La iniciativa comunal de seguridad se creó originalmente en 2012, pero tuvo que reactivarse en 2021 tras el incremento de la inseguridad en Madrid. - Foto: Revista Semana

“Antes de que saliéramos nos estaban atracando una o dos veces cada mañana. Desde hace una semana no se registra ni un solo caso”, cuenta orgulloso el presidente.

Aunque no todos tienen el vigor o la valentía de salir a patrullar las calles, todos ponen su granito de arena: “Hay gente que nos monitorea a través de las cámaras. Lo hacen desde su casa. Otras personas nos preparan tintico y nos dan pan en medio de la jornada”, explicó.

¿Y dónde están las autoridades?

Tras el aumento de casos de robo y fleteo, no solo en el barrio San Francisco, sino en todo Madrid (un municipio de 85 mil personas), las juntas de acción comunal se reunieron con el secretario de Gobierno, Enrique Puerto, quien designó el patrullaje de los gestores de convivencia para ayudar con la seguridad. Lamentablemente es un grupo reducido, de máximo 6 personas, quienes no dan abasto por la extensión del pueblo.

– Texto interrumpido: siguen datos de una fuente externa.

PR #417, opened 2020-01-23
Create missing attempts in ComputeAllAttempts()

### LINKED ISSUE #400: Fix result (attempt) propagation for non-existing attempts
### Goal
The results obtained on a task by a user should be propagated to every parents of this task, even it has not been explored yet (so if there are no attempt yet)

### Remark
In the next step, this will be improved by not creating the attempts for non-visible items. As it will be quite complex for the overall handling and just an "add-on" to the above propagation, it is good to complete this non-trivial task first.

### Subtasks
In attempt result propagation:
  - convert the big update to an INSERT-ON-DUPLICATE-KEY-UPDATE which creates/updates rows for every parent of attempt marked as `to_be_recomputed` which do not have a descendant marked as "to_be_recomputed". 
  - It means we can get rid of the `markAsProcessing` query and probably of the need for the "processing" state.
  - it means we should be able the write the loop as a single query with a CTE (INSERT... WITH.. SELECT..) (?)

zenovich:
Also
* modify triggers of `items_items` in order to delete attempts that possibly are outdated and to mark child attempts as changed so that actual parent attempts could be recreated
* update tests

Fixes #400

### DIFF
--- a/app/database/attempt_store_compute_all_attempts.go
+++ b/app/database/attempt_store_compute_all_attempts.go
@@ -26,7 +26,7 @@ func (s *AttemptStore) ComputeAllAttempts() (err error) {
 
 	// Use a lock so that we don't execute the listener multiple times in parallel
 	mustNotBeError(s.WithNamedLock(computeAllAttemptsLockName, computeAllAttemptsLockTimeout, func(ds *DataStore) error {
-		// We mark as 'todo' all ancestors of objects marked as 'todo'
+		// We mark as 'to_be_recomputed' all ancestors of objects marked as 'to_be_recomputed'/'changed'
 		// (this query can take more than 50 seconds to run when executed for the first time after the db migration)
 		mustNotBeError(ds.db.Exec(
 			`UPDATE attempts AS ancestors
@@ -36,14 +36,39 @@ func (s *AttemptStore) ComputeAllAttempts() (err error) {
 				descendants.group_id = ancestors.group_id
 			)
 			SET ancestors.result_propagation_state = 'to_be_recomputed'
-			WHERE descendants.result_propagation_state IN ('to_be_recomputed', 'changed')`).Error)
+			WHERE ancestors.result_propagation_state != 'to_be_recomputed' AND
+				(descendants.result_propagation_state = 'to_be_recomputed' OR
+				 descendants.result_propagation_state = 'changed')`).Error)
+
+		// Insert missing attempts for chapters & courses having descendants marked as 'to_be_recomputed'/'changed'
+		// (this query can take more than 25 seconds when executed for the first time after the db migration)
+		mustNotBeError(ds.RetryOnDuplicatePrimaryKeyError(func(retryStore *DataStore) error {
+			return retryStore.Exec(`
+				INSERT INTO attempts (id, group_id, item_id, ` + "`order`, " + `result_propagation_state)
+				SELECT
+					FLOOR(RAND() * 1000000000) + FLOOR(RAND() * 1000000000) * 1000000000,
+					descendants.group_id, items_ancestors.ancestor_item_id, 1, 'to_be_recomputed'
+				FROM attempts AS descendants
+				JOIN items_ancestors ON items_ancestors.child_item_id = descendants.item_id
+				LEFT JOIN attempts AS existing ON (
+					existing.group_id = descendants.group_id AND
+					existing.item_id = items_ancestors.ancestor_item_id
+				)
+				WHERE (
+					descendants.result_propagation_state = 'to_be_recomputed' OR
+					descendants.result_propagation_state = 'changed'
+				) AND existing.id IS NULL
+				GROUP BY descendants.group_id, items_ancestors.ancestor_item_id
+			`).Error()
+		}))
 
 		hasChanges := true
 
 		var markAsProcessingStatement, updateStatement *sql.Stmt
 
 		for hasChanges {
-			// We mark as "processing" all objects that were marked as 'todo' and that have no children not marked as 'done'
+			// We mark as "processing" all objects that were marked as 'to_be_recomputed' and
+			// that have no children marked as 'to_be_recomputed'.
 			// This way we prevent infinite looping as we never process items that are ancestors of themselves
 			if markAsProcessingStatement == nil {
 				const markAsProcessingQuery = `
--- a/app/database/attempt_store_compute_all_attempts.go
+++ b/app/database/attempt_store_compute_all_attempts.go
@@ -40,7 +40,7 @@ func (s *AttemptStore) ComputeAllAttempts() (err error) {
 				(descendants.result_propagation_state = 'to_be_recomputed' OR
 				 descendants.result_propagation_state = 'changed')`).Error)
 
-		// Insert missing attempts for chapters & courses having descendants marked as 'to_be_recomputed'/'changed'
+		// Insert missing attempts for chapters having descendants marked as 'to_be_recomputed'/'changed'
 		// (this query can take more than 25 seconds when executed for the first time after the db migration)
 		mustNotBeError(ds.RetryOnDuplicatePrimaryKeyError(func(retryStore *DataStore) error {
 			return retryStore.Exec(`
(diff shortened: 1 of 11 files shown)


app/database/attempt_store_compute_all_attempts.go
```diff
@@ -36,14 +36,39 @@ func (s *AttemptStore) ComputeAllAttempts() (err error) {
 				descendants.group_id = ancestors.group_id
 			)
 			SET ancestors.result_propagation_state = 'to_be_recomputed'
-			WHERE descendants.result_propagation_state IN ('to_be_recomputed', 'changed')`).Error)
+			WHERE ancestors.result_propagation_state != 'to_be_recomputed' AND
+				(descendants.result_propagation_state = 'to_be_recomputed' OR
+				 descendants.result_propagation_state = 'changed')`).Error)
```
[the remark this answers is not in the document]
zenovich: On my computer 'IN ('to_be_recomputed', 'changed')' didn't use an index at all.

app/database/attempt_store_compute_all_attempts.go
```diff
@@ -36,14 +36,39 @@ func (s *AttemptStore) ComputeAllAttempts() (err error) {
...
+
+		// Insert missing attempts for chapters & courses having descendants marked as 'to_be_recomputed'/'changed'
```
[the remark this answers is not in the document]
zenovich: fixed

db/migrations/81_rename_groups_attempts_to_attempts.sql
```diff
@@ -70,13 +70,14 @@ CREATE TRIGGER `before_update_items_items` BEFORE UPDATE ON `items_items` FOR EA
...
 
-        IF (OLD.`parent_item_id` != NEW.`parent_item_id`) THEN
-            UPDATE `attempts` SET `result_propagation_state` = 'to_be_recomputed'
-            WHERE `item_id` = NEW.`parent_item_id`;
-        END IF;
+        DELETE FROM `attempts` WHERE (`item_id` = OLD.parent_item_id OR `item_id` = NEW.parent_item_id OR
+                                      `item_id` IN (
+                                          SELECT `ancestor_item_id` FROM `items_ancestors`
+                                          WHERE `child_item_id` = OLD.parent_item_id OR `child_item_id` = NEW.parent_item_id
+                                    )) AND `order` = 1 AND `creator_id` IS NULL;
```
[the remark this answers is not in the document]
zenovich: fixed

db/migrations/81_rename_groups_attempts_to_attempts.sql
```diff
@@ -121,7 +122,13 @@ CREATE TRIGGER `before_delete_items_items` BEFORE DELETE ON `items_items` FOR EA
...
     WHERE `permissions_generated`.`item_id` = OLD.`parent_item_id`;
 
-    UPDATE `attempts` SET `result_propagation_state` = 'to_be_recomputed'
+    DELETE FROM `attempts` WHERE (`item_id` = OLD.parent_item_id OR
+                                  `item_id` IN (
+                                      SELECT `ancestor_item_id` FROM `items_ancestors`
+                                      WHERE `child_item_id` = OLD.parent_item_id
+                                  )) AND `order` = 1 AND `creator_id` IS NULL;
+
+    UPDATE `attempts` SET `result_propagation_state` = 'changed'
```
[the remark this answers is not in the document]
zenovich: fixed

app/database/attempt_store_compute_all_attempts.go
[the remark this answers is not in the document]
smadbe: Waw, weird that it is not able to do such a basic optimization.

db/migrations/81_rename_groups_attempts_to_attempts.sql
```diff
@@ -73,10 +73,8 @@ CREATE TRIGGER `before_update_items_items` BEFORE UPDATE ON `items_items` FOR EA
         UPDATE `attempts` SET `result_propagation_state` = 'to_be_recomputed'
         WHERE `item_id` = OLD.`parent_item_id`;
 
-        IF (OLD.`parent_item_id` != NEW.`parent_item_id`) THEN
-            UPDATE `attempts` SET `result_propagation_state` = 'to_be_recomputed'
-            WHERE `item_id` = NEW.`parent_item_id`;
-        END IF;
+        UPDATE `attempts` SET `result_propagation_state` = 'changed'
+        WHERE `item_id` = OLD.`child_item_id` OR `item_id` = NEW.`child_item_id`;
```
smadbe: If you do so, the previous request on the parent may only be done if `(OLD.`parent_item_id` != NEW.`parent_item_id`)`.

smadbe: Why do you need to propagate the old child? There is nothing to be changed in its other parents.

zenovich:
> I didn't have the time finish the discussion yesterday, but so, maybe deleting in some cases does really make sense, but only for propagated ones which are not holding other information, so we could say we delete the ancestors of the delete relations with `started_at IS NULL AND score_edit_rule IS NULL`
> 
> (Other debate:)
> BTW, the change of the parent or child of an items_items is something which should not happen in practice, if we need to change a child, we should delete and recreate but not modify these attributes.
> I would be in favor of dropping the "before_update_items_items" for simplify thing, but the problem would be manual changes. For prevent change of parent or child, we could force fail if changed (https://stackoverflow.com/a/22489342/759432).

fixed

db/migrations/81_rename_groups_attempts_to_attempts.sql
```diff
@@ -33,48 +33,7 @@ END
...
-
-        INSERT IGNORE INTO `items_propagate` (id, ancestors_computation_state)
-        VALUES (NEW.child_item_id, 'todo') ON DUPLICATE KEY UPDATE `ancestors_computation_state` = 'todo';
-
-        UPDATE `attempts` SET `result_propagation_state` = 'to_be_recomputed'
-        WHERE `item_id` = OLD.`parent_item_id`;
-
-        UPDATE `attempts` SET `result_propagation_state` = 'changed'
-        WHERE `item_id` = OLD.`child_item_id` OR `item_id` = NEW.`child_item_id`;
+        SIGNAL SQLSTATE '45000' SET MESSAGE_TEXT = 'Unable to change immutable items_items.parent_item_id and/or items_items.child_item_id';
```
smadbe: 👍 
We have to add that if the `score_weight` or `category` has changed, we have to recompute the score of the parent anyway. Or we leave this duty to the service?

db/migrations/81_rename_groups_attempts_to_attempts.sql
```diff
@@ -119,6 +78,8 @@ CREATE TRIGGER `before_delete_items_items` BEFORE DELETE ON `items_items` FOR EA
     FROM `permissions_generated`
     WHERE `permissions_generated`.`item_id` = OLD.`parent_item_id`;
 
+    DELETE FROM `attempts` WHERE `item_id` = OLD.`parent_item_id` AND `started_at` IS NULL AND `score_edit_rule` IS NULL;
+
     UPDATE `attempts` SET `result_propagation_state` = 'to_be_recomputed'
     WHERE `item_id` = OLD.`parent_item_id`;
```
smadbe: I think that is still not correct, if the parent has other children, and has null `started_at` and `score_edit_rule`, it will be deleted and so its score will not be recomputed. 

As you had done before, ancestors may have to be deleted as well somehow... but it is maybe complicated to compute which ones can be removed for sure, it would be the ones with no started_at, no score_edit_rule, and without children after applying the same criteria on children... maybe that's safer not to delete anything actually. 😕

zenovich: > I think that is still not correct, if the parent has other children, and has null started_at and score_edit_rule, it will be deleted and so its score will not be recomputed.

db/migrations/81_rename_groups_attempts_to_attempts.sql
zenovich: We don't have services modifying items_items.

PR #428, opened 2020-01-30
Add `as_team_id` for some items/attempts services

### LINKED ISSUE #409: Add `as_team_id` for some items/attempts services
## Goal
When he is in "team mode", the user should only see what his team can see. Some services have to be adapted to do actions as the team in this case.

## Tasks
* Add `as_team_id` optional parameter query param in the following services. If given, 
  - `itemView`: verify visibility as the team and compute the `has_attempts` for the team  
  - `getNavData`: use the team visibility for items, and attempts for the team only (+ "max among all the user's attempts" -> "max among all the participant's attempts)
* In `contestEnter`, replace the url by `POST /contests/:item_id/enter` and use the `as_team_id` query param to distinguish if it is done as the user or a team. 
* In `contestGetQualificationState`, the same (using `GET /contests/{item_id}/qualification-state`)

zenovich:
Fixes #409

### DIFF
--- a/app/api/contests/get_qualification_state.go
+++ b/app/api/contests/get_qualification_state.go
@@ -138,7 +138,7 @@ func (srv *Service) getContestInfoAndQualificationStateFromRequest(r *http.Reque
 		ContestMaxTeamSize       int32
 		ContestEnteringCondition string
 	}
-	err = store.Items().VisibleByID(user, itemID).Where("items.duration IS NOT NULL").
+	err = store.Items().VisibleByID(user.GroupID, itemID).Where("items.duration IS NOT NULL").
 		Select("items.allows_multiple_attempts, items.contest_max_team_size, items.contest_entering_condition").
 		Take(&contestInfo).Error()
 	if gorm.IsRecordNotFoundError(err) {
--- a/app/api/contests/get_qualification_state.go
+++ b/app/api/contests/get_qualification_state.go
@@ -50,11 +50,11 @@ type contestGetQualificationStateResponse struct {
 // ---
 // summary: Get qualification state
 // description: >
-//                For the given contest and the given participant, returns the qualification state,
-//                i.e. whether he can enter the contest, and info on each team member.
+//                For the given contest and the given participant (the current user or his team if `as_team_id` is set),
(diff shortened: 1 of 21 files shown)


app/database/item_store.go
```diff
@@ -14,29 +14,29 @@ type ItemStore struct {
 	*DataStore
 }
 
-// Visible returns a view of the visible items for the given user
-func (s *ItemStore) Visible(user *User) *DB {
-	return s.WhereItemsAreVisible(user)
+// Visible returns a view of the visible items for the given group
```
smadbe: Converting all these functions from "for a given user" to " for a given participant" would probably have been enough.

app/api/contests/get_qualification_state.go
```diff
@@ -128,25 +125,28 @@ func (srv *Service) getContestInfoAndQualificationStateFromRequest(r *http.Reque
 		return nil, service.ErrInvalidRequest(err)
 	}
 
-	groupID, err := service.ResolveURLQueryPathInt64Field(r, "group_id")
-	if err != nil {
-		return nil, service.ErrInvalidRequest(err)
+	groupID := user.GroupID
```
smadbe: Ah you cannot use your new function here because it is another package. 😕
Cannot it be moved to the common service package? This is not something really related to items.

app/api/items/items.go
```diff
@@ -172,3 +174,24 @@ func createContestParticipantsGroup(store *database.DataStore, itemID int64) int
 	}))
 	return participantsGroupID
 }
+
+func (srv *Service) chooseBetweenUserAndAsTeamID(httpReq *http.Request, user *database.User) (int64, service.APIError) {
```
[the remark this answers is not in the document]
zenovich: fixed

app/database/item_store.go
zenovich: fixed

app/api/contests/get_qualification_state.go
zenovich: We perform different checks here in the 'contest' package, so we don't need that new function from the 'items' package here.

Por su parte, la oficina de comunicaciones de la alcaldía municipal habla de una cifra muy distinta: asegura que son 60 los gestores de convivencia con los que cuenta Madrid.

De otro lado, la Policía de Madrid recibió las denuncias de la ciudadanía, pero no hubo un pronunciamiento oficial al respecto. En la estación trabajan alrededor de 45 patrulleros, una cifra que se queda corta, teniendo en cuenta que también hay que cubrir las veredas aledañas.

“Sentimos que aquí no hay policías que conozcan el municipio: los traslados son constantes y el pie de fuerza es insuficiente, y eso es algo que saben los ladrones. Por eso tenemos que defendernos a nosotros mismos”, denunció Daniel.

A raíz de estas quejas, una patrulla de Policía está llegando cada madrugada al barrio San Francisco para apoyar a la brigada vecinal. Habitantes de otros barrios como El Edén han seguido el ejemplo y también conformaron su propia estrategia, para buscar lo que las autoridades no han podido brindarles: seguridad y bienestar.